WORK TO COMPLETE: Please list all lines of the material below in which the string "setEditableInputTypeSelect" occurs.

DATASET RECORDS:
--- START ---
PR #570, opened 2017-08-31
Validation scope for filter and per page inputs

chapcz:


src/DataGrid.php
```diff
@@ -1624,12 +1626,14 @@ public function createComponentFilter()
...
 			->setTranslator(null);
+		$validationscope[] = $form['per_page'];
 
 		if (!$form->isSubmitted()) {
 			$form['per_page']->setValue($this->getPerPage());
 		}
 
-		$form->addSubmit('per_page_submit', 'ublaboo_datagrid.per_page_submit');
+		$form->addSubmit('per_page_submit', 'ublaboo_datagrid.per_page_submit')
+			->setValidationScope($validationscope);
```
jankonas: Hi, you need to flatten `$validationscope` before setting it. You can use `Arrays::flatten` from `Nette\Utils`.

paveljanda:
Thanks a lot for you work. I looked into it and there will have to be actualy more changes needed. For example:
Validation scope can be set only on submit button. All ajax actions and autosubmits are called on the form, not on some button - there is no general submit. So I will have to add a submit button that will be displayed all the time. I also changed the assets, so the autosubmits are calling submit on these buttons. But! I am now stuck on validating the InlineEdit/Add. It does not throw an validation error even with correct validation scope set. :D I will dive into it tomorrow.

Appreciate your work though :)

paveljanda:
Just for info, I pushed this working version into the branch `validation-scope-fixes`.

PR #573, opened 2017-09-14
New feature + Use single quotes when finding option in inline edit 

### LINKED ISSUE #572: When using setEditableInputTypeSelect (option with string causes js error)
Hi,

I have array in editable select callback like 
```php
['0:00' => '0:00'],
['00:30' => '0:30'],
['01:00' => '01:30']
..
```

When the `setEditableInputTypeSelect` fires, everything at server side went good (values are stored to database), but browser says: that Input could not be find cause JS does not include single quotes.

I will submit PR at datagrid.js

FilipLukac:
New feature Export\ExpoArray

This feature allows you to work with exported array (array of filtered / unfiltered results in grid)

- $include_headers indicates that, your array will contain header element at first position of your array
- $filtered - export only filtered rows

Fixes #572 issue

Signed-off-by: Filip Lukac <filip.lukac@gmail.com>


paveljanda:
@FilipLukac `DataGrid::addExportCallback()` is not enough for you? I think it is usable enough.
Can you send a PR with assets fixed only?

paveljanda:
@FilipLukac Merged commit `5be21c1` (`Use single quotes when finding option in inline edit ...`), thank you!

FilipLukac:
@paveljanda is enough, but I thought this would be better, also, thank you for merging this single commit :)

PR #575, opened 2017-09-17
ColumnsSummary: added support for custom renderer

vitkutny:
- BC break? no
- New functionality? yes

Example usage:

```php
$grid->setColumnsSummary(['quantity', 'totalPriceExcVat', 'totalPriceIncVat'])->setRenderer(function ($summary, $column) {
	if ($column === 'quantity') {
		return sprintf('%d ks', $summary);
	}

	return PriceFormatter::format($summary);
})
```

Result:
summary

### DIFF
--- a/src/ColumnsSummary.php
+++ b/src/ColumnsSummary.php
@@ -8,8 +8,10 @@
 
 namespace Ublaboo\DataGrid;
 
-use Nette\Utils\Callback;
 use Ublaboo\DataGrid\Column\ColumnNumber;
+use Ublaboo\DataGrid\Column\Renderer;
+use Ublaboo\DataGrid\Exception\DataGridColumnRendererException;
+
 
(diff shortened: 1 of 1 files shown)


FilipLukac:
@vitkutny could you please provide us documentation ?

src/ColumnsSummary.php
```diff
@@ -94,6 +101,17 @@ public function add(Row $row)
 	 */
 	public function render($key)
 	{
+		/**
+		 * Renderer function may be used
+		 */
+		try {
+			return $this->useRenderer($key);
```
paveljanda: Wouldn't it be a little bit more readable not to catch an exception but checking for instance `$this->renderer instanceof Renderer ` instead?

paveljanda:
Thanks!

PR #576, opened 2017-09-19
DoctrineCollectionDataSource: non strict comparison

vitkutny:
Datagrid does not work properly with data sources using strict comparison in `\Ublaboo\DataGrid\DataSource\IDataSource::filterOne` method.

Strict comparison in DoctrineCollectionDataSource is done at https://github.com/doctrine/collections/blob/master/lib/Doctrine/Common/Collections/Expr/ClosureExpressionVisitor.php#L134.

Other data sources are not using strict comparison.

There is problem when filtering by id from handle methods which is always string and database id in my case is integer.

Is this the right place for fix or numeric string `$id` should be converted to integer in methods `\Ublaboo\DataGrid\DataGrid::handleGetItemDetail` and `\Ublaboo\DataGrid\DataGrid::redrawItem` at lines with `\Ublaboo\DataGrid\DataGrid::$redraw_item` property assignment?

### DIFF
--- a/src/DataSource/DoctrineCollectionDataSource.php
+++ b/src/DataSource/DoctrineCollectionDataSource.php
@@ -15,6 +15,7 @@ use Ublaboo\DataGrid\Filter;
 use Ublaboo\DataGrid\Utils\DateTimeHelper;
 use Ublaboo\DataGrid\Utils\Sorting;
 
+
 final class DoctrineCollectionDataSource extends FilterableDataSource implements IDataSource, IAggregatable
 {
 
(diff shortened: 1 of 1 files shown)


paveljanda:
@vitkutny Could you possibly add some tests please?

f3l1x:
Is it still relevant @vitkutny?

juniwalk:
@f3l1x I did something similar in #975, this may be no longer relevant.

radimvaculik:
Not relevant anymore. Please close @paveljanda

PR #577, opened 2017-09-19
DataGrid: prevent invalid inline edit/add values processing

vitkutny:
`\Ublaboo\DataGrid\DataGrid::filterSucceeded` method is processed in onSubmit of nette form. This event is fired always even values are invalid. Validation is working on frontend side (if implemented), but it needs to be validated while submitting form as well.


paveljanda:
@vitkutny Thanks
--- END ---
SOLVED PROBLEM:
### LINKED ISSUE #572: When using setEditableInputTypeSelect (option with string causes js error)
When the `setEditableInputTypeSelect` fires, everything at server side went good (values are stored to database), but browser says: that Input could not be find cause JS does not include single quotes.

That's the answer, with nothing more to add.